Forecasting Future Videos from Novel Views via Disentangled 3D Scene Representation
Sudhir Yarram, Junsong Yuan
TL;DR
This work tackles forecasting future video frames from novel viewpoints (VEST) by replacing entangled, layer-based representations with a continuous 3D scene model built from depth-estimated point clouds. It disentangles geometry from motion and further splits motion forecasting into a two-stage process: first predicting ego-motion and then the residual object motion, enabling more accurate 3D motion flows $\mathbf{u}$ and photorealistic synthesis via differentiable 3D-to-2D splatting. The approach employs semantic segmentation and inpainting to manage disocclusions, and uses multi-scale motion flow blocks (MMFB) to capture dynamics across scales. Experimental results on KITTI and Cityscapes show clear improvements over baselines in VEST, video prediction, and novel-view synthesis, though depth inaccuracies in thin structures remain a limitation.
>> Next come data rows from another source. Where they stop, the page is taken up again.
PR #2676, opened 2018-07-20
Fixes outbid notification suppression.

ashfurrow:
I've got a more detailed description of the bug [here](
https://github.com/artsy/eigen/pull/2666/files#r204059063) but the gist is, since BidFlow is presented modally, we can't rely on a simple class check of the global top view controller. 

Testing push notifications is really tricky since our staging environment uses Apple's production servers and they'll only push to properly deployed builds of the app, so I've updated the tests and read the code until I'm confident it'll probably work. More eyes on this would be helpful to double-check. I'll definitely test on the next beta.

### DIFF
--- a/Artsy/App/ARAppNotificationsDelegate.m
+++ b/Artsy/App/ARAppNotificationsDelegate.m
@@ -10,6 +10,7 @@
 #import "ARNotificationView.h"
 #import "ARSwitchBoard.h"
 #import "ARTopMenuViewController.h"
+#import "ARSerifNavigationViewController.h"
 #import "ARLogger.h"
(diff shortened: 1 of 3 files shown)


l2succes:
👍  looks good. 

I was trying to track down the instructions I wrote up a while back on testing push notifications using a device id and pulse, if it's of any use to you let me know.

ashfurrow:
I might take you up on that – hopefully the beta works and I won't need them 😉 Eigen's existing docs are barebones and a bit outdated, any notes you could add would be helpful: https://github.com/artsy/eigen/blob/master/docs/push_notifications.md

PR #2681, opened 2018-08-27
Fixes bug where LAI registration would invoke BidFlow

ashfurrow:
Took a look with @erikdstock on this – just an oversight from the BidFlow project. It fixes this crash: https://sentry.io/artsynet/eigen/issues/626942969/?query=is:unresolved# And addresses [PURCHASE-411](https://artsyproduct.atlassian.net/browse/PURCHASE-411#).

### DIFF
--- a/Artsy_Tests/App_Tests/ARSwitchBoardTests.m
+++ b/Artsy_Tests/App_Tests/ARSwitchBoardTests.m
@@ -25,6 +25,7 @@
 
 #import <Emission/ARArtistComponentViewController.h>
 #import <Emission/ARFavoritesComponentViewController.h>
+#import <Emission/ARBidFlowViewController.h>
 
 #import "Artsy-Swift.h"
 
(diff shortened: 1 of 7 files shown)


Artsy_Tests/App_Tests/ARSwitchBoardTests.m
```diff
@@ -421,6 +422,24 @@ @interface ARTopMenuNavigationDataSource (Tests)
...
+            switchboard = [[ARSwitchBoard alloc] init];
+            [switchboard updateRoutes];
+
+            ARSerifNavigationViewController *subjectNav = (id)[switchboard loadPath:@"/auction-registration/the-sale"];
+            ARBidFlowViewController *subject = (id)subjectNav.topViewController;
+
+            expect(subject.saleID).to.equal(@"the-sale");
+        });
+
+        it(@"falls back to force bid registration when skip_bid_flow=true", ^{
```
sweir27: Question about this-- why wouldn't we want to just kick them to our new registration flow even if they're in a live sale? Theoretically that should accomplish the same thing as falling back to the force flow.

sweir27: Okay, that makes sense (those darn nested navigation controllers 😳). 

Thanks for creating the follow-up ticket! Since this fixes the crasher will :marge:.

PR #2685, opened 2018-09-14
Updates the mutation name to use the prefix

orta:
We want to have all stitched in mutations [prefixed with the domains](https://github.com/artsy/README/blob/master/best-practices/graphql-schema-design.md#schema-stitching) to handle the issue of what "if we need order in two contexts" in the future.

This got added with https://github.com/artsy/metaphysics/pull/1281 (check the `_schema.graphql`) but isn't yet shipped to prod.

### DIFF
--- a/Artsy/Networking/create_order.graphql
+++ b/Artsy/Networking/create_order.graphql
@@ -1,7 +1,7 @@
 mutation createOrder(
   $input: CreateOrderWithArtworkInput!
 ) {
-  createOrderWithArtwork(
+  ecommerceCreateOrderWithArtwork(
     input: $input
   ) {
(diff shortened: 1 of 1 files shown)


ashfurrow:
Merge on green.

orta:
Yes for staging

ashfurrow:
My bad, but we'll need to update the following code that extracts data from the response:

https://github.com/artsy/eigen/blob/91ba0618607768a3180e057bf853aa7f88064846/Artsy/View_Controllers/Artwork/ARArtworkViewController%2BButtonActions.m#L233

I'll send a follow-up PR.

PR #2686, opened 2018-09-14
Fixes mutation reference to include ecommerce prefix

ashfurrow:
Follow-up from #2685. Also adds a changelog entry for that PR.


ashfurrow:
Hmm weird, I wonder why the tests failed _now_ but not on Orta's original PR?

ashfurrow:
Oh I see, hmm. Our testing setup is a little brittle here. The Artwork view is next on the React Native rewrite list, so probably not worth it to invest into fixing it.

orta:
weirrrrdddd

orta:
could there be dummy data that needs the same change?

PR #2816, opened 2019-03-26
Fixes email autocomplete during login/signup

ashfurrow:
When iOS inserts an autocomplete email address, it adds a space at the end. Which isn't good, and other engineers have filed radars, but alas it breaks our current signup/signin flow (the "next" button gets disabled):

ScreenRecording_03-26-2019 13-27-55 gifcask 2019-03-26 13_30_43

The solution is to trim whitespace characters. It's not clear how data flows through the UI flow, so I made the change in the top-level text field notification-handler.


kierangillen:
Merge on green.

PR #2817, opened 2019-03-27
 Upgrade React Native 0.57 & Emission

l2succes:
I published a new version of Emission (1.9.2) which includes React Native 0.57 and its sub dependencies which I also added to our Specs repo:
- `yoga 0.57.7.React`
- `DoubleConversion 1.1.6`
- `Folly 2016.10.31.00`
- `glog 0.3.5`


orta:
These glog issues look legit, interesting

l2succes:
Yeah :(.... I'm looking into it now. There's some proposed solutions on this stack overflow https://stackoverflow.com/a/51374479. I'll see if one of those solves the issue.

PR #2820, opened 2019-04-02
Fix fastlane promote

orta:
CI is failing on the promote to App Store release - https://circleci.com/gh/artsy/eigen/6067

PR #2822, opened 2019-04-12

Overall, the method provides a practical, end-to-end framework for high-fidelity future-video forecasting from new viewpoints with tangible advances in 3D geometry-aware rendering.
Abstract
Video extrapolation in space and time (VEST) enables viewers to forecast a 3D scene into the future and view it from novel viewpoints. Recent methods propose to learn an entangled representation, aiming to model layered scene geometry, motion forecasting and novel view synthesis together, while assuming simplified affine motion and homography-based warping at each scene layer, leading to inaccurate video extrapolation. Instead of entangled scene representation and rendering, our approach chooses to disentangle scene geometry from scene motion, via lifting the 2D scene to 3D point clouds, which enables high quality rendering of future videos from novel views. To model future 3D scene motion, we propose a disentangled two-stage approach that initially forecasts ego-motion and subsequently the residual motion of dynamic objects (e.g., cars, people). This approach ensures more precise motion predictions by reducing inaccuracies from entanglement of ego-motion with dynamic object motion, where better ego-motion forecasting could significantly enhance the visual outcomes. Extensive experimental analysis on two urban scene datasets demonstrate superior performance of our proposed method in comparison to strong baselines.